What the billing and insurance payment made me wonder was: Who is the loser in such situations? If the hospital really had costs near $19,000 for hernia-repair surgeries, it was taking a big loss dealing with insured patients. If the actual cost was closer to what my insurance and I are paying, what about those folks who have no insurance and no insurance discount and end up stuck with an astronomical bill for a procedure which actually costs about 20 percent of the billed amount?

According to my way of thinking, someone is taking it in the shorts and getting ripped off big-time.

My insurance agent didn't tell me this, but a friend who sells insurance for another company explained that insurance companies pretty much require hospitals and medical facilities to give them huge discounts (much closer to actual costs) and charge others without insurance a much higher rate as an incentive for people to buy insurance. If this is right, it's the self-insured and uninsured who end up with a bill which they may or may not be able to pay. I suppose those who can afford to pay four or five times the actual costs are paying for the procedures done for those who cannot or do not pay their bills.

This, of course, raises another question. What if I had no insurance and could not pay a huge down payment up front? Would I have been turned away? Even with insurance paying 80 percent of an upcoming skin-cancer surgery, the surgeon would have canceled my surgery if I could not come up with the $400 or $500 co-payby the surgery date. At the same time, dermatologists say that skin cancer, if not dealt with in a timely fashion, can be life-threatening.

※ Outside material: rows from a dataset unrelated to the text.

PR #287, opened 2022-08-31
RCD Generation Efficiency Enhancements

Noordfrees:
RCDgen input files are now organized in the file types `FML` (FreeRCT Markup Language, passed to the preprocessor) and `FMS` (FreeRCT Markup Snippet, `#include`d in other `FML` or `FMS` files). The `FML` files are processed by the C Preprocessor into `FPP` (FreeRCT PreProcessed file) files, which are then passed to RCDgen.

Most input files have been split into a directory tree of smaller snippets, each of which corresponds to one unit. Classes of similar units are grouped in sub-directories. The includes are structured for readability and ease of modding by having one `main.fms` file in each intermediate directory which just includes all subdirectories. 
The Top Spin has been split into many files, and future rides with similar animations will be organized in the same way.

Additionally, RCDgen now caches images in memory. This reduces RCD generation time from 130 seconds to 20 seconds. This is still much longer than it was before the Top Spin with its large animation was added, but reasonable for now. In the future we may want to check if there are other performance bottlenecks we can improve.

Fun fact: Distributing custom/inofficial RCD files to add single units or sets of arbitrary units is, and has already been, easily possible. Just call the RCDgen pipeline manually on your custom file and dump the output file next to the other RCDs. There are no restrictions about which blocks may or may not be defined in any given RCD file. I haven't tried it, but there is no reason why it shouldn't work – it's essentially what we've been doing whenever we added a new RCD file.


Alberth289346:
Likely it's a good idea to document the new file structure and file extensions in the rcdgen documentation, as here it will become lost very quickly.

I trust final results are equivalent, and glad you managed to trim down execution time of rcdgen.

If you like to document the file structure in a next patch, I am fine with merging this as-is. In that way you can continue in the new setup, and docuementation can be reviewed later.

Noordfrees:
Thanks. I already have the next new ride ready whose branch is stacked on this one, so I'll merge now and write up the documentation afterwards.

One time I did put off having a spot of cancer checked and removed, and the result was the loss of a lot more tissue because it spread during my delay and was harder to cut out.

This makes me curious. What about those with conditions of a more immediate threat to life? Do doctors and hospitals deny treatment to those in need of heart by-pass surgeries if they have no insurance and cannot afford to pay all or part up front? What about other cancer treatments or medicines for diseases which slowly kill? Do patients have to wait for treatment until they can afford to pay?

Before anyone thinks I am writing in favor of socialized health care, I'll mention the fact that many die awaiting their turn for surgeries and procedures in countries with such systems.

In the U.S., it could be that people die because they can't afford medical care. In socialist countries, they don’t have to pay for medical care but may die waiting for it.

What the solution to this dilemma is I don't know, but I'm interested in hearing suggestions.

One thing of which I have become convinced is that the cost for medical care is far greater than it should be; and a lot of fraud, whether legal or illegal, is going on. That certainly can't be helping the situation any.

And it appears to me, too, that as a result, we're all taking it in the shorts!